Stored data
————————
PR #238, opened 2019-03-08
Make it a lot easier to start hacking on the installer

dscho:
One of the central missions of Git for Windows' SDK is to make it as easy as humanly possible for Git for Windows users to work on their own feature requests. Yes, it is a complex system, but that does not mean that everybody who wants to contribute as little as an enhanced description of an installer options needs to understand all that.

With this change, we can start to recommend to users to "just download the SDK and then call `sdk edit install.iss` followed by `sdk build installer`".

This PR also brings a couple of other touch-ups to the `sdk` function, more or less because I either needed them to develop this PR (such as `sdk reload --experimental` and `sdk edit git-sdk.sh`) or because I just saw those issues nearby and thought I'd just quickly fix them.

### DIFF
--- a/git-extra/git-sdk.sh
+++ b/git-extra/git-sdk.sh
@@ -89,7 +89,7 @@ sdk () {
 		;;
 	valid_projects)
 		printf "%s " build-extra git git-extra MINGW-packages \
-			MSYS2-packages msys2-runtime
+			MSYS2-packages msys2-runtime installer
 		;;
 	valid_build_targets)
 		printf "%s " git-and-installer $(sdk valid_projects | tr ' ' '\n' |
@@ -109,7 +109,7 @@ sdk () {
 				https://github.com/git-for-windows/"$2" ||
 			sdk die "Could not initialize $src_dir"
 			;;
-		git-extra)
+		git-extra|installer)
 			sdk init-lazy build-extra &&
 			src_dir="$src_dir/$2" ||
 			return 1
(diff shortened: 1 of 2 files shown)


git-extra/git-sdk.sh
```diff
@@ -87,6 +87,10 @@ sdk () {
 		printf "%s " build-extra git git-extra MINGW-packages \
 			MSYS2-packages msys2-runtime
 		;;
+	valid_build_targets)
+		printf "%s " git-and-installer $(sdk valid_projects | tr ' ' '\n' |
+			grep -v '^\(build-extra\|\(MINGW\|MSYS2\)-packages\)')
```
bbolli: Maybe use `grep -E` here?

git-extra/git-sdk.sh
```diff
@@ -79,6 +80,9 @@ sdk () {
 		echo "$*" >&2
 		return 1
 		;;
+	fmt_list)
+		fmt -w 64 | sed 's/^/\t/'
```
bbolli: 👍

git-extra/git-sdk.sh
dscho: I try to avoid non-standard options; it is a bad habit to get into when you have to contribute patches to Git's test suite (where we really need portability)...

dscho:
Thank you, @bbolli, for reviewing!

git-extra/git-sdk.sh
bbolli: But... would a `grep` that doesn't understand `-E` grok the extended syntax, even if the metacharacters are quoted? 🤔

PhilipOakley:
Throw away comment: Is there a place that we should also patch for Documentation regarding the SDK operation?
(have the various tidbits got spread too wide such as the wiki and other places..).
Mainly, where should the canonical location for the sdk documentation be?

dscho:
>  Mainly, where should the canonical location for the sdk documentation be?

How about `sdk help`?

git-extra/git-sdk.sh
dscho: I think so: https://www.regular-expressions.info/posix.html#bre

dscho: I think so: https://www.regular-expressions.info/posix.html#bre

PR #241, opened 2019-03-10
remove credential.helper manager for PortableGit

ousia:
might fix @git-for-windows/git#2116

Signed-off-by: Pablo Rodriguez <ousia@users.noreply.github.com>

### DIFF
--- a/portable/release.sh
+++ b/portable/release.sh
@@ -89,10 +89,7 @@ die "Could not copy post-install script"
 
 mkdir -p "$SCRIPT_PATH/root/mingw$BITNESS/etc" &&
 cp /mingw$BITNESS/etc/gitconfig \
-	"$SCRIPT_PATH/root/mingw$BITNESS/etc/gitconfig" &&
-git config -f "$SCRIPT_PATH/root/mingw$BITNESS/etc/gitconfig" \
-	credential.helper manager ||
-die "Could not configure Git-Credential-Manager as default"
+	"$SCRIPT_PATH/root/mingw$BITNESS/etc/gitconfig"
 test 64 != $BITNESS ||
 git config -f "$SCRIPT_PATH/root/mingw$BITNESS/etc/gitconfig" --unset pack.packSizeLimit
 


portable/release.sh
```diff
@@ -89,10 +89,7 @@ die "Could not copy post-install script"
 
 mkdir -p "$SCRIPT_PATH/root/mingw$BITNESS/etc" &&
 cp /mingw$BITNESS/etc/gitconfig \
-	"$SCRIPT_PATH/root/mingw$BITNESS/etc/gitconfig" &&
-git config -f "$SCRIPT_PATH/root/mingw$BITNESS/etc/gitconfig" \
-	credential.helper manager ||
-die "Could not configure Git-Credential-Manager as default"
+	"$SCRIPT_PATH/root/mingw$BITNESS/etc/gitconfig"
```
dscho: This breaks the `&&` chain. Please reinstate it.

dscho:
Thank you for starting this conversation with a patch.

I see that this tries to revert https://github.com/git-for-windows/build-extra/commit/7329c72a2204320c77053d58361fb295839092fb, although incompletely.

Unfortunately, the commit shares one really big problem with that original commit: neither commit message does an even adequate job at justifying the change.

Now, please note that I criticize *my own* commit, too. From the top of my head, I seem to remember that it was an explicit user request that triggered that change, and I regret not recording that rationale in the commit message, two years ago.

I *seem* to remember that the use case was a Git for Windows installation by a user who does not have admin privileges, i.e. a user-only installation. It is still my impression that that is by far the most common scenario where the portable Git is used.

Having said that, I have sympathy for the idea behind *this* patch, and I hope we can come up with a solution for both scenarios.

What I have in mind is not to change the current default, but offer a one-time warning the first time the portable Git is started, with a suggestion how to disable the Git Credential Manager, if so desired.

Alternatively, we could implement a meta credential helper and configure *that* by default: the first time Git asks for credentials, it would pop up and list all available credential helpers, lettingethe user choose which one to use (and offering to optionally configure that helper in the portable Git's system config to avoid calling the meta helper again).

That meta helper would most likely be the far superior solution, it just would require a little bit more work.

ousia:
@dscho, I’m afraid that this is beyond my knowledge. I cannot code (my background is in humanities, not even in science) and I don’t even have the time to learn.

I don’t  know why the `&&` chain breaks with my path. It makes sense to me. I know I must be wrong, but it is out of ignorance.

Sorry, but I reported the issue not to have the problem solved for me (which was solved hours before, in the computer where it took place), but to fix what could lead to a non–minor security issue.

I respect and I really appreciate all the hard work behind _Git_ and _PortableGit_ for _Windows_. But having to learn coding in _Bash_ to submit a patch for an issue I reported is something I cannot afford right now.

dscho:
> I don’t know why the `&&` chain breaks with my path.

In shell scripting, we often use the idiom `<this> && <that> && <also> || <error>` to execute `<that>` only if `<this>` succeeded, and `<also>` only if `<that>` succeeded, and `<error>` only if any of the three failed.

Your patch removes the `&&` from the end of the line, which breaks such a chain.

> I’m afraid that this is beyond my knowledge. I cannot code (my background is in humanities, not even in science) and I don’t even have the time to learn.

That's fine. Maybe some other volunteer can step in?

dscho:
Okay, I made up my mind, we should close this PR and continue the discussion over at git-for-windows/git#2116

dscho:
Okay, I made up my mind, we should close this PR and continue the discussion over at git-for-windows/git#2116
————————
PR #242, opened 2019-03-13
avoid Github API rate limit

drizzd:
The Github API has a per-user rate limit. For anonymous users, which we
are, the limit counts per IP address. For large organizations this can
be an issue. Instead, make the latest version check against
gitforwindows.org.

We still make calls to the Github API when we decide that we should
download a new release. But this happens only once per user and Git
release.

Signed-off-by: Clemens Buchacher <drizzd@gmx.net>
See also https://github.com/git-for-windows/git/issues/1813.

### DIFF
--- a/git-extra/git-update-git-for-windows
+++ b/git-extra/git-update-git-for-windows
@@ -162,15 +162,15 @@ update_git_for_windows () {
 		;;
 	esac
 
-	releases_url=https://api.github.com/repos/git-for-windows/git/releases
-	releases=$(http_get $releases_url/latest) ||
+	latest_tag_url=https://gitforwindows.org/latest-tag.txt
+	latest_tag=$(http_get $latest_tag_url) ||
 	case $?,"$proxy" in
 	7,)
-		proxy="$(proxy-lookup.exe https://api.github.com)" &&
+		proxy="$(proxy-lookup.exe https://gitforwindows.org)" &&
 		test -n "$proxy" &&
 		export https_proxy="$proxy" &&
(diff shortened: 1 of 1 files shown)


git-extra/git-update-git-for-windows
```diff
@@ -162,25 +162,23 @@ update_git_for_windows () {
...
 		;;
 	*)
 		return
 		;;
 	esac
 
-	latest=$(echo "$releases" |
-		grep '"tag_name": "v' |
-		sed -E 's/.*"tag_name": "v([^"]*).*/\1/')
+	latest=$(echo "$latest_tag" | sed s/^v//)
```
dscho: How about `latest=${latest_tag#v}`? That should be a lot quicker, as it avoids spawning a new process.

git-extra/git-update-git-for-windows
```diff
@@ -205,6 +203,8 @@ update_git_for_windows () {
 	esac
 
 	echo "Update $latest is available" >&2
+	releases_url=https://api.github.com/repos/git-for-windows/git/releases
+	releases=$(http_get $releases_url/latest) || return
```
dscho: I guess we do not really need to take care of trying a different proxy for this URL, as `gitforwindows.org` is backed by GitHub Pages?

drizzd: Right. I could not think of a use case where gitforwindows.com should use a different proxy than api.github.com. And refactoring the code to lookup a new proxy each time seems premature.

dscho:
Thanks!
————————
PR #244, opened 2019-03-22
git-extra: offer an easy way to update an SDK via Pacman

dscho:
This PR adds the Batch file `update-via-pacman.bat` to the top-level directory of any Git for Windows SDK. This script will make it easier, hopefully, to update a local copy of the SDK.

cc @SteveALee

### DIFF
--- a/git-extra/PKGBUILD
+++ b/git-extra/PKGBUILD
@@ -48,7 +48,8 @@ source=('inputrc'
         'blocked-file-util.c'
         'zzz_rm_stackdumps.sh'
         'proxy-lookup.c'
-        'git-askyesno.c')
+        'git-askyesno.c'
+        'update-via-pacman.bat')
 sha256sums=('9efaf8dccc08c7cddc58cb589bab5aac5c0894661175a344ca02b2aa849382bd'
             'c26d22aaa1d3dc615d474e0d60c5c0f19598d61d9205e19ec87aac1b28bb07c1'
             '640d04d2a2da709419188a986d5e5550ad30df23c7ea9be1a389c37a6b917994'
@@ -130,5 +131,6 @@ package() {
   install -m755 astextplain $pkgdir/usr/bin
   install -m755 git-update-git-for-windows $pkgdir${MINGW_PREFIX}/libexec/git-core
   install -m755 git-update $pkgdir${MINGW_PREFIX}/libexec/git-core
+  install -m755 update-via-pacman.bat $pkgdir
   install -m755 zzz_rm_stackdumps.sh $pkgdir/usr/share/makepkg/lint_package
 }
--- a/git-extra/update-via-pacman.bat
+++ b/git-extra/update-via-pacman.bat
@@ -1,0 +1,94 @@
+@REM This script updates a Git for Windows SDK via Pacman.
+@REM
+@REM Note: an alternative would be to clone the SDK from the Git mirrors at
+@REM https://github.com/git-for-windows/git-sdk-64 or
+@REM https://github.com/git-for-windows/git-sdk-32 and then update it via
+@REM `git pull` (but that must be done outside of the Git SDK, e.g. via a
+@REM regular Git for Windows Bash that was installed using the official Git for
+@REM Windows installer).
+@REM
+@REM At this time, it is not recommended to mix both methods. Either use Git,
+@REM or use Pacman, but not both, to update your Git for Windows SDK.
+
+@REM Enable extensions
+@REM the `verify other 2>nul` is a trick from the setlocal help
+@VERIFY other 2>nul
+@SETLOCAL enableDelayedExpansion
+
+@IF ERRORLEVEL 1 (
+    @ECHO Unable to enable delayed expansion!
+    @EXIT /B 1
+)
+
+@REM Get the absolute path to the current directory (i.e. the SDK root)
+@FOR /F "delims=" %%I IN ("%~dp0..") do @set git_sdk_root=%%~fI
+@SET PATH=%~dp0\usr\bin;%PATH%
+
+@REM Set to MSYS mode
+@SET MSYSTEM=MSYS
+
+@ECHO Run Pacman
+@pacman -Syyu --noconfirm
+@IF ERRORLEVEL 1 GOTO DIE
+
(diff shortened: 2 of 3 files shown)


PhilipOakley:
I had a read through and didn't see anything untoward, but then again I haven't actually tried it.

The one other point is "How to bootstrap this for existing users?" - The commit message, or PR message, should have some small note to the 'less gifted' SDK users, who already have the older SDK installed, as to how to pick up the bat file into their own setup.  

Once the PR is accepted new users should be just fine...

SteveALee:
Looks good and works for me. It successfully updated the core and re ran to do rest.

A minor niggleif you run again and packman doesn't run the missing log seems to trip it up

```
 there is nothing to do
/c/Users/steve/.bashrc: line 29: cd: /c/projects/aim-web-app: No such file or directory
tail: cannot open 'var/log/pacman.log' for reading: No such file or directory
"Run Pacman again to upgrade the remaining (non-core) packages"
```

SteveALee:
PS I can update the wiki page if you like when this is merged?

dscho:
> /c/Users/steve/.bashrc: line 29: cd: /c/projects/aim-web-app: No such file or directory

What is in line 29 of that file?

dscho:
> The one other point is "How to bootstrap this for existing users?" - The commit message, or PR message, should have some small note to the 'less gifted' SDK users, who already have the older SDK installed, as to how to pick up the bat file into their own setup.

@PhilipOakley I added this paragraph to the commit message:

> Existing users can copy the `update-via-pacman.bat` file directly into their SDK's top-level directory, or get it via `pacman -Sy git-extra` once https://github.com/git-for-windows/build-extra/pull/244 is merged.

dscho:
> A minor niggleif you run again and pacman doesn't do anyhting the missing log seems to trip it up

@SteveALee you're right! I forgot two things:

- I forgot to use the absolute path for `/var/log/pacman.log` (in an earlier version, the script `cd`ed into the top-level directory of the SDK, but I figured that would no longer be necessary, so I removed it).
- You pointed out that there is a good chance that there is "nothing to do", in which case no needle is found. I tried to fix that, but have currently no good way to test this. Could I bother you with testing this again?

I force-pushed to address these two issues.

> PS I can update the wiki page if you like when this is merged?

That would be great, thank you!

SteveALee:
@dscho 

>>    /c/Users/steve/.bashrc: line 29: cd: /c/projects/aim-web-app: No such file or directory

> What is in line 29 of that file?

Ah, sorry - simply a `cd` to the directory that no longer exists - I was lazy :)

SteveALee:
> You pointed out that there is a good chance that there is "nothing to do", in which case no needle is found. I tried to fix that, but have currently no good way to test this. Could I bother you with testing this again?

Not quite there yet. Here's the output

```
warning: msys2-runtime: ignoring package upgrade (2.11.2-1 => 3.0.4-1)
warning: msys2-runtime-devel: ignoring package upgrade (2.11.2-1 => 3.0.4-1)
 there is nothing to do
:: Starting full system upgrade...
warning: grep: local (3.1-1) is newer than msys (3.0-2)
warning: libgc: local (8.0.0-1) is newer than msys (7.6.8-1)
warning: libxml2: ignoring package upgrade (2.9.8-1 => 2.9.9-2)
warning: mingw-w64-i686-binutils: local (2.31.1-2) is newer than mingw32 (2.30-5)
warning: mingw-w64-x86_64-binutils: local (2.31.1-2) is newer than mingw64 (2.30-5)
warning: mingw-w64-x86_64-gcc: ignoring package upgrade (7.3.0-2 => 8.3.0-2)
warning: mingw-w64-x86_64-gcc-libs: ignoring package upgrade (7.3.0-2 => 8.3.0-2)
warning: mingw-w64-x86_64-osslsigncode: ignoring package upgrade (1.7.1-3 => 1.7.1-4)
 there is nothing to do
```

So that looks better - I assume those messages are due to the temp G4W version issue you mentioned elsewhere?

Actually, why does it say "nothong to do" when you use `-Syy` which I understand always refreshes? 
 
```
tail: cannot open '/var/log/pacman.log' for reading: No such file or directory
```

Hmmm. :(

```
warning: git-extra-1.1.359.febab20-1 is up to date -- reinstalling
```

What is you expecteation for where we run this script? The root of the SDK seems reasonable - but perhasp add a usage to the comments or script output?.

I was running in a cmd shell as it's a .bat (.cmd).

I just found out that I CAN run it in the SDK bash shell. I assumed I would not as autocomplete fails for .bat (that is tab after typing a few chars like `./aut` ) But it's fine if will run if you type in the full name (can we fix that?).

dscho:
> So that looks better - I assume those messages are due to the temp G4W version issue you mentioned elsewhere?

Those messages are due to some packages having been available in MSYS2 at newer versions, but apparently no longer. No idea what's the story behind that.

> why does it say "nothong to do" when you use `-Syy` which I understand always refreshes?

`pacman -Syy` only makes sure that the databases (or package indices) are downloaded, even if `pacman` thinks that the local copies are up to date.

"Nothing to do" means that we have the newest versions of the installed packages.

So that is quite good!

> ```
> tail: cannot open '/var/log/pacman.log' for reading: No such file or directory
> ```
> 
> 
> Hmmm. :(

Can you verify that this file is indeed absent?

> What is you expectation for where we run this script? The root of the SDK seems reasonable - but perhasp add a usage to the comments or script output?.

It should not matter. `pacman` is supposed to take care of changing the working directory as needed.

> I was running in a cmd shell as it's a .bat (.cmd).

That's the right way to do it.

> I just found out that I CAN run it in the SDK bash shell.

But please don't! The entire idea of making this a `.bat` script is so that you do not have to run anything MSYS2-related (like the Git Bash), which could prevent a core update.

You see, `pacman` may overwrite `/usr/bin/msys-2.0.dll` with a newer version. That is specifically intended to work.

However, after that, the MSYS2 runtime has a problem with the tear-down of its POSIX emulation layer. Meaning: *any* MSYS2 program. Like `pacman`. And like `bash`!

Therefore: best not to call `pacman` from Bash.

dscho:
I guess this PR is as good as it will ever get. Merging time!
————————
— WHAT YOU SHOULD DO —
After locating the line holding "out of ignorance." above, output exactly that line and every line after it through the line holding "I don’t know". Include nothing else.

— TASK RESULT —
I don’t  know why the `&&` chain breaks with my path. It makes sense to me. I know I must be wrong, but it is out of ignorance.

Sorry, but I reported the issue not to have the problem solved for me (which was solved hours before, in the computer where it took place), but to fix what could lead to a non–minor security issue.

I respect and I really appreciate all the hard work behind _Git_ and _PortableGit_ for _Windows_. But having to learn coding in _Bash_ to submit a patch for an issue I reported is something I cannot afford right now.

dscho:
> I don’t know why the `&&` chain breaks with my path.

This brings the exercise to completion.